Nutrition is pseudoscience

Fascinating blog post :

https://meaningness.com/nutrition

Here is a sample :

"Nutrition has made no progress. It has discovered no stable facts. Everything nutritionists have said, they have said the opposite ten or twenty years later (if not much sooner). They literally know nothing.2 After a century of countless experiments, the most common, most basic problem they’ve addressed—the optimal ratio of fat, protein, and carbohydrate—is completely unsolved. If they can’t figure that out, anything more sophisticated seems hopeless.

Nutrition is now both scientism and pseudoscience. This is a somewhat rare combination; cognitive science is another example, as I pointed out in “Perfection Salad.” Scientism—the eternalistic distortion of science into an authoritative source of meaning—is most harmful when the science is bogus. Pseudoscience is most harmful when it gets the support of the state and other powerful institutions.

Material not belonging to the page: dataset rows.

PR #594, opened 2025-11-10
Update base ref to sponsored transactions branch

soerenbf:
Ref SPO-1

## Purpose

The initial update of the base reference to include the sponsored transactions GRPC API changes

## Checklist

      hard-to-understand areas.


packages/sdk/src/plt/Cbor.ts
soerenbf: The type was renamed in the protobuf files, which is why this change was needed.

PR #785, opened 2015-07-25
Resolved #562 - Pagination of notifications.

### LINKED ISSUE #562: Paginate notifications
Notifications should be paginated so that only 30 per page appear.

sha1sum:
Notifications now paginate at 30 per page using Kaminari gem and add-on gem for Bootstrap-3-compatible pagination elements.

Resolves #562


pozorvlak:
Representative error message:

```
1) notifications/index whitespace-only subject shows (no subject)

     Failure/Error: render

     ActionView::Template::Error:

       undefined method `total_pages' for #<Array:0x0000000c01a138>

     # ./app/views/notifications/index.html.haml:4:in `_app_views_notifications_index_html_haml__463982717578562242_100589080'

     # ./spec/views/notifications/index.html.haml_spec.rb:59:in `block (3 levels) in <top (required)>'
```

cesy:
@pozorvlak was that error from Travis or from a local test? It looks like this is better now, but could do with a final check from you before merging.

sha1sum:
@cesy it was actually both local and on CI. I hurried through the modifications and only ran the feature specs. My apologies.

cesy:
Okay, so this is looking good. A few quick questions - what was the reason for using Kaminari instead of the existing pagination that we're using on crops index and other pages? And do you know how well it does for accessibility? Their page says they use HTML5 and the nav tag, which sounds like a good start.

sha1sum:
I was unaware that there were existing pagination controls on other pages; sorry about that. I use Kaminari in my own web application and am familiar with it, plus it has easily-extendable support for Bootstrap3 pagination controls built in, so it seems like the quickest way by far to add in the pagination. I'm not sure of the answer to your accessibility question, as I'm not accustomed to looking for that (most of my work is done on a business extranet application used by employees).

cesy:
Employees can still have disabilities - not being accessible is still a problem, and worth learning about. It looks like we're okay in this case, though.

So we just need the overall steer on whether we want to move to Kaminari, or if you can use the same pagination we're already doing in the crops index. @pozorvlak, @maco, what do you think?

pozorvlak:
I think we should be consistent, but I'm open to switching our pagination
over if Kaminari is better. I'd be happy to merge this now, and then do the
following:

 - look into the existing pagination code, evaluating it for accessibility
and ease-of-ripping-out
 - if the existing code is less accessible than Kaminari, raise a chore to
replace it with Kaminari
 - if the existing code is more accessible than Kaminari, raise a chore to
replace Kaminari with it.

cesy:
Looks like our current pagination doesn't do the HTML5 nav tag, which I think makes Kaminari better. Existing pagination is just the rails default, so no ripping out needed, just switching over. Let's do it.

PR #767, opened 2015-07-08
Added show member roles

jacemonje:
Redoing https://github.com/Growstuff/growstuff/pull/735 and to answer issue #557 

Will add the test; I'm still trying to figure out a better implementation.

PR #787, opened 2015-07-28
Show roles in member profile page

### LINKED ISSUE #557: Show roles (admin, crop wrangler) on profile page

twconquest:
Fixes #557. Takes @jacemonje's work from #767 and tests with feature test.


cesy:
Ideally we should also include negative tests that a non-crop wrangler's page doesn't say crop wrangler, and so on. Thank you for picking this up, and it's good to merge, but would be better still with a couple of extra tests if you have time.

pozorvlak:
Good point! @twconquest and I were planning another pairing session soon, we should be able to fix that.

pozorvlak:
@cesy we've added a negative test along the lines you suggested.

cesy:
Great, thanks!

PR #791, opened 2015-08-06
Cache thumbnails

cesy:
Helping performance issues on CropsController#index by caching thumbnails. Needs careful checking that cache expires correctly when a new planting is added.

### DIFF
--- a/app/views/crops/_thumbnail.html.haml
+++ b/app/views/crops/_thumbnail.html.haml
@@ -1,7 +1,7 @@
-- cache cache_key_for(Crop) do
-  .thumbnail
-    .crop-thumbnail
-      - if crop
+.thumbnail
+  .crop-thumbnail
+    - if crop
+      - cache cache_key_for(crop) do
         = link_to image_tag((crop.default_photo ?  crop.default_photo.thumbnail_url : 'placeholder_150.png'), :alt => crop.name, :class => 'img'), crop
         .cropinfo
           .cropname
--- a/app/views/crops/_thumbnail.html.haml
+++ b/app/views/crops/_thumbnail.html.haml
@@ -1,7 +1,7 @@
 .thumbnail
   .crop-thumbnail
     - if crop
-      - cache cache_key_for(crop) do
+      - cache cache_key_for(Crop, crop.id) do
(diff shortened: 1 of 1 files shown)


app/views/crops/_thumbnail.html.haml
```diff
@@ -1,13 +1,14 @@
...
-      .cropinfo
-        .cropname
-          = link_to crop.name, crop
-        - if crop.scientific_names.size > 0
-          .scientificname
-            = crop.scientific_names.first.scientific_name
-        .plantingcount
-          Planted
-          = pluralize(crop.plantings.size, "time")
+- cache cache_key_for(Crop) do
```
pozorvlak: This keys the fragment based on the Crop class - it's expired when any crop is updated or added, and I think in the meantime it will return the same fragment for *any* crop. We should base the cache key on the individual crop object, or at least pass in a value to the `identifier` keyword argument.

cesy: D'oh! That should have been "crop", not "Crop", then it would work.

pozorvlak:
We're still expiring the cache overzealously - `cache_key_for` generates a cache key that changes whenever *any* object of that class is updated. I think we probably just want something like `cache "crop #{crop.id} #{crop.updated_at}"`.

On the other hand, the list of crops doesn't change that often, and overzealous cache expiry is better than underzealous. So I'd be happy to merge it unless you'd rather make it more precise.

cesy:
Doesn't putting the identifier in reduce that, or am I still misunderstanding the code in the helper?

Given the complexity of making sure caches expire on the right types of events, I'd rather be overzealous than risk being underzealous, as you say, so probably worth merging as an improvement over the current situation if you agree, and we can come back to it if performance is still an issue on that page.

pozorvlak:
Adding the `identifier` fixes the problem that every crop would have the same thumbnail, but not the overzealous expiry. But as you say, let's merge this and come back to it if need be.

pozorvlak:
Here's a (lightly-edited) `rails console` transcript showing the problem:

```
 > helper.cache_key_for Crop, 5
 => "crops/5-439-20150717192649" 
 > c = Crop.find(7)
 > c.name = "dnomla"
 > c.save
 > helper.cache_key_for Crop, 5
 => "crops/5-439-20150819154255"
```

PR #797, opened 2015-08-10
Style checkbox for 'remember me' 

CloCkWeRX:
Minor usability/mobile UI annoyance - you can't click the 'remember me' text to tick the checkbox.

This:
 * Applies bootstrap classes around the checkbox
 * Saves my big fat fingers from selecting text when they shouldn't

PR #800, opened 2015-08-11
Fix more checkbox labels in registration and email editing

CloCkWeRX:
Continues #797

The only other ones are in form partials, and don't really have the same kind of label - decided to leave them well enough alone.

### DIFF
--- a/app/views/devise/registrations/new.html.haml
+++ b/app/views/devise/registrations/new.html.haml
@@ -26,15 +26,17 @@
     .col-md-8= f.password_field :password_confirmation, :class => 'form-control'
 
   .form-group
-    .col-md-offset-2.col-md-8
-      = f.check_box :tos_agreement
-      I agree to the
-      = succeed "." do
-        = link_to 'Terms of Service', url_for(:action => 'tos', :controller => '/policy')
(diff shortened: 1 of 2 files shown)


app/views/devise/registrations/new.html.haml
```diff
@@ -26,15 +26,17 @@
...
-  .form-group
-    .col-md-offset-2.col-md-8
-      = f.check_box :newsletter, :checked => true
-      Subscribe to the #{ENV['GROWSTUFF_SITE_NAME']} newsletter
+    .col-md-offset-2.col-md-8.checkbox
+      %label
+        = f.check_box :tos_agreement
+        I agree to the
+        = succeed "." do
+          = link_to 'Terms of Service', url_for(:action => 'tos', :controller => '/policy')
```
cesy: Does this link still work okay or does this case become tricky?

pozorvlak: I just checked this locally - clicking "I agree to the" checks the checkbox, and clicking "Terms of Service" follows the link. Firefox 38 and Chromium 43 on Linux. Is that enough, or do we need further checks?

cesy: That's enough :)

PR #801, opened 2015-08-12
Fix CVE-2015-2963,  CVE-2015-3448, CVE-2015-1820 & CVE-2015-1840

CloCkWeRX:
Name: paperclip
Version: 4.2.1
Advisory: CVE-2015-2963
Criticality: Medium
URL: https://robots.thoughtbot.com/paperclip-security-release
Title: Paperclip Gem for Ruby vulnerable to content type spoofing
Solution: upgrade to >= 4.2.2

I jumped us to 4.3.0, which fingers crossed wont be an issue. If it is, we can back this out and pin to ~> 4.2.2

Version: 1.7.2
Advisory: CVE-2015-3448
Criticality: Unknown
URL: http://www.osvdb.org/show/osvdb/117461
Title: Rest-Client Gem for Ruby logs password information in plaintext
Solution: upgrade to >= 1.7.3

Name: rest-client
Version: 1.7.2
Advisory: CVE-2015-1820
Criticality: Unknown
URL: rest-client/rest-client#369
Title: rubygem-rest-client: session fixation vulnerability via Set-Cookie headers in 30x redirection responses
Solution: upgrade to >= 1.8.0

Name: jquery-rails
Version: 3.1.2
Advisory: CVE-2015-1840
Criticality: Unknown
URL: https://groups.google.com/forum/#!topic/ruby-security-ann/XIZPbobuwaY
Title: CSRF Vulnerability in jquery-ujs and jquery-rails
Solution: upgrade to >= 4.0.4, ~> 3.1.3


CloCkWeRX:
That seems flakey rather than legit regression - https://travis-ci.org/CloCkWeRX/growstuff/builds/75220303

CloCkWeRX:
Pushed a few more security related fixes to redo the travis build, amended PR

cesy:
The changes just appear to be in Gemfile.lock, not in Gemfile? Depending on the risk of these, we might want to force it via Gemfile. It would also be worth trying bundle update to get latest versions of everything and see what breaks, rather than doing it piecemeal.

CloCkWeRX:
I tend to use Gemfile version pinning for API compatibility reasons. I
suspect if we start doing it for security,  we will be reinventing some of
the purpose of Gemfile.lock itself, and be doing a bunch of manual stuff
for minimal value.

I agree that later on doing major version upgrades, starting from a clean
slate re deps will be easier, but does increase the risk of regression.

The only other security fix pending is a bump to ruby 2.1.6; and maybe we
can add a badge or similar to auto detect security issues (been finding
these via bunde-audit)

cesy:
Okay, that makes sense. @pozorvlak, @maco, can I get a quick second opinion on this one before merging given the importance and it's not so much my area of expertise? Thanks.

maco:
Gemfile versus Gemfile.lock isn't my area either

pozorvlak:
Yeah, I think @CloCkWeRX's argument for keeping the change to Gemfile.lock makes sense.

Issue #734, opened 2015-03-31
We should add the Bootstrap Accessibility plugin


maco:
https://github.com/paypal/bootstrap-accessibility-plugin

This adds accessibility hints to a big pile of Bootstrap widgets

cesy:
Yes, that sounds good.

pozorvlak:
+1

PR #803, opened 2015-08-12
Bootstrap accessibility

cesy:
Attempting issue #734. Needs checking to see that compass etc. don't barf on different systems.


pozorvlak:
Is it enough to just drop the files under app/assets? I tried running a server with this branch checked out, but didn't know what I was looking for.

cesy:
I'm not sure - the simplest one to check would be "Add role of Alert to Alert, Warning, and Success Bootstrap Messages." but I couldn't get it running on Nitrous to check.

cesy:
@maco do you have time to review this one, please?

Issue #658, opened 2015-01-19
Internationalise strings throughout the website (i18n)


Skud:
Taken from [this discussion thread](http://talk.growstuff.org/t/i18n-implementation-details/88/12):

Here's a list of priorities of strings to be i18n'd by turning "foo" into t("foo") and putting the relevant string in config/locales/en.yml
-    top navbar items ("Crops", "Community", etc)
-   bottom navbar items ("Contact", "Terms of Service", etc)
-    page titles throughout the site, eg. "Edit planting"
-    action buttons, eg. "Save", "Plant this", etc.
-    field names on forms throughout the site, eg. "Planted at:"
-    items shown in the "thumbnail" and "index card" views for plantings, crops, members, etc
-    Note that as we go, we should definitely think about creating helpers or view partials for anything that gets reused frequently, to avoid repetition and make sure there's only one string to translate (see the signup_signin partial as an example).

So the task here is to slog through all of this. I don't expect anyone will do it all at one hit, but feel free to do a handful and issue a PR for any small amount you like.

I've marked this as "curated: beginner" as it seems like a beginner-friendly thing to do.  A step by step howto would probably also help with that.

roryaronson:
We're just looking into translating our i18n strings for OpenFarm. You might find the discussion/links helpful: https://github.com/openfarmcc/OpenFarm/issues/429

Have you researched any ways/services to translate your strings? Perhaps we can work together considering we have very similar ones?

Skud:
I suspect our strings are sufficiently different that it might not 
actually help that much, just looking through some of the text on your 
site.  We have a few short strings in common ("search", "about", 
"privacy") but not much else.  I did a rough review of Growstuff's 
app/views and found around 1500 strings in our app so there's obviously 
a lot there.

Wrt our plans: we'll be working with our community for translations, 
taking our lead from a few other open source projects we're familiar 
with.  We've been looking around for a good web UI for l10n but haven't 
found much that impresses us as yet.  For now it's just locales/*.yml.

A.


On 21/01/2015 6:57 am, Rory Aronson wrote:
>
> We're just looking into translating our i18n strings for OpenFarm. You 
> might find the discussion/links helpful: openfarmcc/OpenFarm#429 
> <https://github.com/openfarmcc/OpenFarm/issues/429>
>
> Have you researched any ways/services to translate your strings? 
> Perhaps we can work together considering we have very similar ones?
>
> —
> Reply to this email directly or view it on GitHub 
[...]

PR #804, opened 2015-08-12
Issue #658 i18n

cesy:
An example of internationalising a string, to make it clearer for future beginners looking at #658.


pozorvlak:
Why the dot in front of `skip`? Merging since this works, but I'm curious...

cesy:
Following the same structure as the others that already work, but I'm not sure why - I'd guess it's related to the subtree structure in en.yml.

jestallin:
The . (dot) is the lazy lookup according to the rails guide. 

http://guides.rubyonrails.org/i18n.html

Food and theories of the mind probably both strongly affect human well-being, so they are particularly bad subjects to have turned into scientism or pseudoscience.

My point is not that nutrition is bad science. Unquestionably, it is bad science; a competent statistician, looking at the design of most experiments, will immediately say “this is meaningless; you can’t learn anything this way.”
It’s worse than just incompetence, in two ways. First, as the “resignation letter” noted, even the best studies have been useless. There seems to be something fundamentally wrong, such that doing the same sort of science better wouldn’t help.

The second, still worse implication is that worthless pseudoscience can get treated as authoritative for a century, and even now. This is partly due to rationalist eternalism, and partly due to institutional imperatives produced by malign social dynamics."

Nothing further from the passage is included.